Abstract:
Based on the concept of dynamic zone partition, improved delayed detached eddy simulation (IDDES) modeling of high-
Ma full-scale scramjets with more than 100 million cells was conducted for the integrated internal and external flow fields. A complete dynamic zonal combustion modeling framework was established, including dynamic zone flamelet model (DZFM), zonal dynamic adaptive chemistry (Z-DAC), and zonal in situ adaptive tabulation (Z-ISAT). The fidelity of the zonal modeling framework is preliminarily verified by the 115-million-cell modeling of a benchmark hypersonic combustor named REST, which was designed to operate at Mach 12. Through the idea of local flow-chemistry decoupling within each zone, DZFM not only accurately represents the local turbulence-chemistry interaction but also effectively improves the computational efficiency of turbulent combustion in the whole field.

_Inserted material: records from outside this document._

PR #1306, opened 2020-08-30
Add active admin theme and flags admin panel

dvik1950:
#1125 :  Solves "Implement Active Admin Page Flag Page Which will Display Details about the Report."

I added two additional libraries for active admin, one of them is mostly UI stuff the other adds additional functionalities to the admin panel.

I changed the `action_taken` column to `taken_action` so the enum can be retrieved as `Flag.taken_actions` instead of `Flag.action_takens` which didn't seem right.

The Flag panel is pretty basic, let me know if I should change anything or add something else.


KevinMulhern (approved):
👍 Looks great to me @dvik1950 💪

PR #1407, opened 2020-10-14
Redirect tracks urls to paths

CouchofTomato:
Now that tracks have been renamed to paths this commit updates the routes file to redirect tracks to paths. This is to ensure anybody still trying to reach tracks doesn't find a missing page.


ZachBaird (approved):
Looks good to me, but Rubocop seems mad about the second line.

PR #1410, opened 2020-10-15
Adding a button to the paths show view to make switching paths more prominent.

ZachBaird:


ZachBaird:
I re-added the paths.scss just to throw some styling in there for the title margin and the new button.

I3uckwheat:
@ZachBaird Can you share screenshots of before and after?

ZachBaird:
@I3uckwheat Sure, I'll have it up later today.

ZachBaird:
@I3uckwheat Here is a screenshot:
image

Per the discussion earlier, there's just no button if you're on the enrolled path.

app/views/paths/show.html.erb
```diff
@@ -1,8 +1,14 @@
 <div class="container">
   <h1 class="text-center camel light curriculum-title"><%= @path.title %></h1>
+  <% if user_signed_in? %>
```
KevinMulhern, line 3: I think it might read a little better if these conditionals were combined into one:
`<% if  user_signed_in? && current_user.path != @path %>` 

whats your thoughts?

KevinMulhern (commented):
Just one little nitpick but otherwise looks great @ZachBaird, thanks for putting this together 💪

app/views/paths/show.html.erb
ZachBaird: I think it's a great idea! I'll have an update in a couple seconds.

KevinMulhern (approved):
Brilliant work @ZachBaird, this is going to make how to switch much easier to find 🎉

PR #1450, opened 2020-10-27
Update form.scss

DoviMaj:
fix https://github.com/TheOdinProject/theodinproject/issues/1408

.form__section--right-aligned class is obsolete in create form and in edit form @KevinMulhern with those changes.

### DIFF
--- a/app/assets/stylesheets/components/form/form.scss
+++ b/app/assets/stylesheets/components/form/form.scss
@@ -18,6 +18,8 @@
 
     &--bottom {
       margin-bottom: 0;
+      display: block;
+      text-align: center;
     }
   }
 
@@ -111,6 +113,8 @@
   &__toggle-checkbox {
     display: flex;
     align-items: center;
+    justify-content: center;
+    margin-bottom: 20px;
 
 
     @include media-breakpoint-down(sm) {
@@ -154,3 +158,11 @@
     }
   }
 }
+
+@media (max-width: 405px){
+  .form__section.form__section--bottom > .button {   
+    display: block;   
+    margin: auto;
+  }
+}
+


KevinMulhern:
The create form has changed at max width, the make solution public label and checkbox should be on the same row as the submit button like it is in production:
Screenshot 2020-10-28 at 01 23 18

KevinMulhern:
The edit form shouldn't have the make solution public label and checkbox on the row above at max width:

Screenshot 2020-10-28 at 01 27 01

app/assets/stylesheets/components/form/form.scss
```diff
@@ -154,3 +158,11 @@
     }
   }
 }
+
+@media (max-width: 405px){
+  .form__section.form__section--bottom > .button {
```
KevinMulhern, line 163: As discussed in discord we should have a wrapper div around the buttons instead.

KevinMulhern (changes requested):

DoviMaj:
@KevinMulhern the screenshots are at which width? when u say max-width what px is that? 

also there where some responsive issues with the create form that i tried resolving at once with the edits. 

submit

KevinMulhern:
Those screen shots are over 1500px

DoviMaj:
ok ive improved the solution to solve both with media queries.

```
@media (max-width: 1510px){
    .form__section--bottom{
    display:block;
    text-align: center;
}
}

@media (max-width: 1153px){
    .form__section--bottom{
    display:flex;
    text-align: center;
}
}

@media (max-width: 652px){
    .form__section--bottom{
    display:block;
    text-align: center;
}
}

.form__section--right-aligned {
    align-items: center;
    justify-content:space-between
}

.form__toggle-checkbox {
    display: flex;
    align-items: center;
    justify-content: center;
    margin-bottom: 20px
}

@media (max-width: 405px){
    .form__section.form__section--bottom > .button {   
    display: block;   
    margin: auto;
    }
}

```

the gifs start at 1800px:

create-solution
edit-solution

KevinMulhern:
Yeah that looks like the correct behaviour @DoviMaj.

Are you testing these changes on a local version of the app? I noticed your using a patch branch.

DoviMaj:
i have a patch branch but im actually just testing inside a inspector stylesheet with dev tools.

should i proceed with those changes @KevinMulhern?

leosoaivan:
@KevinMulhern @DoviMaj could we just update the `react-modal__body` to have a default width of 60%, instead of 40%? The media queries are also included there, so we shouldn't need to include more media query rules. See here: https://github.com/TheOdinProject/theodinproject/blob/master/app/assets/stylesheets/components/react_modal.scss

DoviMaj:
@leosoaivan we can let it 60% by default but that doesn't make it responsive and the overflowing issue persist

leosoaivan:
I think it's possible.

ezgif com-optimize

At the end of the day, I don't think we want to add custom media-query breakpoints, as we use the ones provided by Bootstrap, and changing the default width to 60% is a one-line change. If we add your wrapper div around the buttons as well, I think we have a good solution.

DoviMaj:
If that is the behavior we want il go for it. just pointing out that the content is right aligned on bigger screens and on smaller screens its left aligned and on mobile screens its all messed up. the same goes for the create form.

Also 60 % width looks weird on normal desktop imo, its huge.

Also i did what u said and didnt get the result u got at the screenshot. did u add or chenge some css @leosoaivan ?

leosoaivan:
@DoviMaj 

Yes, I changed the css in the file I linked above. Is that where you tried making the changes as well? We do want the changes for the content as well, of course, but I didn't focus on that in my example.

Like I mentioned above, if the modal is too big in wider screens, could we use the Bootstrap queries to add additional rules?

DoviMaj:
```
/*changed justify content to center and added flex wrap,
would make sense to rename class to center align*/
.form__section--right-aligned {
  justify-content: center;
  flex-wrap: wrap;
}

/*changed text align to center on existing media query*/
@media (max-width: 767.98px) {
.form__section--right-aligned {
  text-align: center;
  }
}

/*added margin and justify content center*/
.form__toggle-checkbox {
  margin-bottom: 10px;
  justify-content: center;
}

/*buttons wrapper div on edit form style*/
.form__section--bottom__buttons-wrapper {
  display: flex;
  justify-content: center;
  align-items: center;
  flex-wrap: wrap;
  gap:10px
}
```
we can change the width to whatever we want with this solution because of the buttons wrapper div and `flex-wrap` magic. if it fits beside the toggle it stays there. if not, it goes down. its fully responsive yey!

What about this one @leosoaivan @KevinMulhern ?

sl2
sl3

leosoaivan:
@DoviMaj
I like this solution a lot better. And you are right `.form__section--right-aligned` doesn't make sense anymore. What if we combined all the rules under `.form__section--bottom` and get rid of all instances of `.form__section--right-aligned` in the code? What do you think about that @KevinMulhern?

Also, for that media query, I think we can use the Bootstrap mixin `@include media-breakpoint-down(sm) { ... }`.

DoviMaj:
About the media query i didnt add it. i used the existing one that i belive is called: `@include media-breakpoint-down(md)` its just showing like that cause im using dev tools to play with it.

DoviMaj:
Whats up with this @KevinMulhern?

KevinMulhern:
Thanks for all your work on this @DoviMaj 💪

DoviMaj:
should i proceed with this changes? @KevinMulhern

DoviMaj:
@KevinMulhern did u open a new issue?

KevinMulhern:
I didn't, I'll reopen the old one.

DoviMaj:
ok. I'm just waiting for aproval of the latest solution and the changes to the class names @KevinMulhern whenever u can take a look.

KevinMulhern:
> ok. I'm just waiting for aproval of the latest solution and the changes to the class names @KevinMulhern whenever u can take a look.

Where is the latest solution at @DoviMaj?

DoviMaj:
> ```
> /*changed justify content to center and added flex wrap,
> would make sense to rename class to center align*/
> .form__section--right-aligned {
>   justify-content: center;
>   flex-wrap: wrap;
> }
> 
> /*changed text align to center on existing media query*/
> @media (max-width: 767.98px) {
> .form__section--right-aligned {
>   text-align: center;
>   }
> }
> 
> /*added margin and justify content center*/
> .form__toggle-checkbox {
>   margin-bottom: 10px;
>   justify-content: center;
> }
> 
> /*buttons wrapper div on edit form style*/
> .form__section--bottom__buttons-wrapper {
>   display: flex;
>   justify-content: center;
>   align-items: center;
>   flex-wrap: wrap;
>   gap:10px
> }
> ```
> 
> we can change the width to whatever we want with this solution because of the buttons wrapper div and `flex-wrap` magic. if it fits beside the toggle it stays there. if not, it goes down. its fully responsive yey!
> 
> What about this one @leosoaivan @KevinMulhern ?
> 
> sl2
> sl3

DoviMaj:
after that Leo also had some coments: 

> @DoviMaj
> I like this solution a lot better. And you are right `.form__section--right-aligned` doesn't make sense anymore. What if we combined all the rules under `.form__section--bottom` and get rid of all instances of `.form__section--right-aligned` in the code? What do you think about that @KevinMulhern?
> 
> Also, for that media query, I think we can use the Bootstrap mixin `@include media-breakpoint-down(sm) { ... }`.

PR #434, opened 2026-04-27
fix: clamp RT histogram to non-negative before sqrt

### LINKED ISSUE #433: NaN with raytracing scattering for mics close to the wall
I've been running into an occasional NaN issue when simulating with the new ray tracing scattering. I'm using Pyroomacoustics 0.10.0. Managed to boil it down to the following example.

The NaN occurs when negative values reach the np.sqrt in rt.py at:

```python
        # Impulse response for every octave band for each microphone.
        rir_bands[b, :] = seq_bp * np.sqrt(hist)
```

Only occurs when scattering materials are used with raytracing enabled and the receiver is closer to a wall than the receiver_radius.

Example where it occurs:
```python
import warnings

import numpy as np
import pyroomacoustics as pra

for receiver_radius in [0.5, 0.1]:  # the 0.1 case leaves the mic farther from the wall than the receiver_radius
    for use_scattering in [False, True]:
        pra.random.seed(140)  # this seed seems to reproduce the NaN issue reliably on my machine.

        room = pra.ShoeBox(
            [4.144901752471924, 6.039876461029053, 2.7347633838653564],
            fs=24000,
            materials=pra.Material(energy_absorption=0.13035287, scattering=0.1 if use_scattering else 0.0),
            max_order=0,
            ray_tracing=True,
            air_absorption=True,
        )
        room.set_ray_tracing(receiver_radius=receiver_radius)

        # The microphone is fairly close to the wall. Within the default receiver_radius (0.5 m)
        room.add_microphone([2.304156303866167, 0.17025121891320288, 1.4909059943866196])
        room.add_source([1.9948741012396916, 3.8261834557486685, 0.8465485818395717])

        with warnings.catch_warnings(record=True) as w:
            warnings.simplefilter("always")
            room.compute_rir()

            sqrt_warns = [x for x in w if "invalid value encountered in sqrt" in str(x.message)]
            has_nan = np.any(np.isnan(room.rir[0][0]))
            print(f"RT scattering: {use_scattering}. Receiver radius: {receiver_radius}. Sqrt warn: {len(sqrt_warns)}, RIR has NaN: {has_nan}")

```

Script output:
```
RT scattering: False. Receiver radius: 0.5. Sqrt warn: 0, RIR has NaN: False
RT scattering: True. Receiver radius: 0.5. Sqrt warn: 1, RIR has NaN: True
RT scattering: False. Receiver radius: 0.1. Sqrt warn: 0, RIR has NaN: False
RT scattering: True. Receiver radius: 0.1. Sqrt warn: 0, RIR has NaN: False

```

jguice:
## Summary

- `interp_hist()` can produce tiny negative values (~1e-31) from floating-point noise in linear interpolation of energy histograms
- `np.sqrt()` turns these into NaN
- Downstream IIR filters (`sosfiltfilt` in `compute_rir`'s high-pass) propagate a single NaN sample to the **entire** RIR, silently destroying it
- Fix: `np.sqrt(np.maximum(hist, 0.0))` — clamp before sqrt

Fixes #433.

## Reproduction

The issue triggers when ray tracing + HRTF directivity are combined. A specific source/mic geometry produces a histogram band where linear interpolation dips infinitesimally below zero. The resulting NaN cascades through the IIR high-pass filter to corrupt every sample in the RIR.

## Test plan

- [x] Verified fix eliminates NaN in reproduction case from #433
- [x] Verified fix eliminates NaN in our production workload (14-source binaural room render with KU100 HRTF)
- [x] L/R balance corrected from +8 dB bias to -0.07 dB after fix

### DIFF
--- a/pyroomacoustics/simulation/rt.py
+++ b/pyroomacoustics/simulation/rt.py
@@ -280,7 +280,11 @@ def compute_rt_rir(
         hist = interp_hist(hist_bands[b, :], N)
 
         # Impulse response for every octave band for each microphone.
-        rir_bands[b, :] = seq_bp * np.sqrt(hist)
+        # Clamp to non-negative: interp_hist can produce tiny negatives
+        # from floating-point noise in linear interpolation.  sqrt of a
+        # negative yields NaN which downstream IIR filters (e.g. the
+        # high-pass in compute_rir) then propagate to the entire RIR.
+        rir_bands[b, :] = seq_bp * np.sqrt(np.maximum(hist, 0.0))
 
     if air_abs_coeffs is not None:
         if rir_bands.shape[0] == 1:


fakufaku:
Thanks for the fix!

PR #435, opened 2026-04-30
Add boolean flag to check if walls should be plotted in a room

matija-marijan:
Hi! Thanks for the wonderful project.

This PR addresses a small annoyance when trying to plot an `AnechoicRoom` instance, where a [1, 1, 1] dummy room gets plotted, even though it is unnecessary.

I added a boolean flag `plot_walls` to `Room.plot()` which either creates or doesn't create the wall `PatchCollection`.

Corresponding unit tests which check for the existence of such `PatchCollection` in various scenarios are added under `test_room_plot.py`.

### DIFF
--- a/CHANGELOG.rst
+++ b/CHANGELOG.rst
@@ -11,6 +11,12 @@ adheres to `Semantic Versioning <http://semver.org/spec/v2.0.0.html>`_.
 `Unreleased`_
 -------------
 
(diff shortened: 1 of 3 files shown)


fakufaku (approved):
Thanks for the contribution! This should make it nicer to look at.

Z-DAC and Z-ISAT can further improve the resolving efficiency of chemical reactions in each zone by dynamically reducing the chemical mechanism and tabulating the thermochemical states. Then based on 125 and 140 million cells, respectively, the characteristics of hydrogen-fueled strut and pylon hypersonic combustors were comparatively analyzed for Mach 10. Both the pylon and strut structures induce obvious boundary layer separation and fore-body recirculation zone, resulting in long pre-combustion regions in front of the injection point in both combustors. Numerical analysis based on the Borghi diagram shows that the diffusion-dominated flame mode widely exists in the current hydrogen-fueled hypersonic combustor, and the bottleneck of efficiency improvement lies in efficient mixing. The pylon combustor has higher jet penetration depth and better near-field mixing, and thus the combustion efficiency of 80% is above the criterion of achieving net thrust. The specific impulse of 1234 s in the pylon combustor is also much higher than the 437 s in the strut combustor. Z-DAC reduces the computational cost of reaction systems in nearly half of the computational domain, especially in the fuel-free regions. Compared with the traditional finite-rate PaSR model, the DZFM model achieves an acceleration ratio of up to 11.